I'm not aware that the Turing test has been tried in its original formulation, where both a human and a machine try to convince another human that they are human and the other is a machine. They may still be able to pass that, but probably not in its commercial embodiments, as the simplest trick for the human would be to start talking about topics the commercial models aren't allowed to mention. This is of course not a limitation of the technology itself. Still, the original version of the test is harder than the versions that I've seen, where a human has a one on one conversation with an unknown entity and rates them as human or machine afterwards.
There has been quite a bit of discussion about the validity of the original Turing test, for it truly being able to test if the one you are communicating with is a human or a machine.
The Turing test was of course created by Alan Turing, and can be simplified as:
Three players:
- A: A man (or computer trying to act as a human)
- B: A woman (basically a 'human' control)
- C: An interrogator (of any gender) that was isolated in a separate room
The interrogator C, would communicate with A and B through text, this to avoid audio, visual or other sensory clues.
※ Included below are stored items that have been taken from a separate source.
PR #35, opened 2017-08-15
[EASY] Remove setting logging status to logging.info

Mackey22:


kislyuk:
Thanks, in general the library should not be configuring logging (especially not on import), but the CLI entry point should.

PR #41, opened 2017-08-22
use module-level imports to break circular dependencies.

### LINKED ISSUE #39: Dedup templates and eliminate circular imports
Currently the API methods are generated twice, once in api and once in api.composite_commands. Eliminate the generation in composite_commands. Fix the imports in composite_commands so they don't result in circular import errors.

ttung:
Resolves #39


ttung:
There's some issues with python < 3.5. :(

ttung:
ok ready for review.

Issue #40, opened 2017-08-22
implement an async uploader for the cli


kozbo:

ttung:
Done!

PR #44, opened 2017-08-28
Support async upload.

ttung:
1. If the server returns 202, we poll (with a timeout & backoff).
2. Add test.

Addresses #40 
connects to #40


ttung:
Updated with `BACKOFF_FACTOR`.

C would ask questions for 5 minutes to determine if A or B would be the human and who would be the machine.
Then the critical part that Turing stated:
"
I believe that in about fifty years’ time it will be possible to programme computers, with a storage capacity of about 10^9, to make them play the imitation game so well that an average interrogator will not have more than 70 percent chance of making the right identification after five minutes of questioning."
This gives an, IMHO unfair artificial, advantage to pass the test, by only having to succeed in 30% or more of the cases.
In 2014 there was the first, very controversial, first 'pass' of this test with a 33% score, where they specifically designed the machine to simulate a 13 year old Ukrainian boy to mask grammatical errors and stuff like lacking general western knowledge.
Then you have
this study from May 2024 that is often cited as the first robust modern pass, with a score of 54%, making it pass the random 50%.
After that the debate got very heated again, by many stating that the original Turing test is lacking in many important aspects, to make it a valid test for the original idea.
So now you have more modern tests, like the Lovelace test in several iterations, that tries to focus more on the ability to create original and complex works like stories or music, proving that it can create something novel beyond traditional programming.
Anyways, to me it's bizarre the identification between producing speech and intelligence. I think it's just a manifestation of typical mind fallacy and anthropomorphization, and not that different from attributing intentions to a storm.
As I see it, a prerequisite for intelligence, shared by life at all points of the intelligence spectrum, is a set of values/goals to pursue and maximize, some very common ones being self preservation and reproduction. In that sense, it could be argued that a simple thermostat is closer to intelligence than a LLM, as it acts upon the world to pursue and preserve a certain, "desirable" state. The attempts to make LLMs closer to this are lackluster, post-hoc, bolted-on approaches that essentially fail. I don't think language is a good medium for core intelligence: it just enables already intelligent beings to get to further levels of intelligence. It's a bad foundation for intelligence. With all its limitations and acknowledging that they're far from complex intelligence, I think reinforcement learning systems are often much closer to actual, animal intelligence, and it's a much more solid foundation.
Hopefully, once the bubble pops and the hype moves onto another thing, LLMs will be studied more rigorously by actual scientists without the goal of attracting even more investment. They are a very interesting technology that essentially solved natural language processing, and deserve to be studied seriously.
Yes, that's a very valid vision on this topic as well.
And you can already see the first cracks in the corporate world, where applied science is pretty much unable to provide the much hyped fully functional A.I. agents, that keep performing reliably over time.
That however does not stop the corporate world to just do the basic business risks calculations, where outcomes like A.I. performing 80% of the functionality of your average human, being more than enough to replace the humans for a better profit maximization, a good example where this happened pretty rapidly is in customer support where those sh*tty chat bots replaced humans as the first line of contact.
Then again, I use A.I. pretty much daily as some kind of 'junior assistant' to perform boiler plate tasks for me, were it's fairly easy for me to validate the results. And just like with Google search, it surprises me that people often struggle to get good enough results from LLM, where they give it way too ambiguous or complex tasks, or my personal favorite: where they start to argue with the A.I. about the results not being to their liking and then move to a state of reasoning why, and in that proces getting more and more angry by the forever polite responses from the LLM's.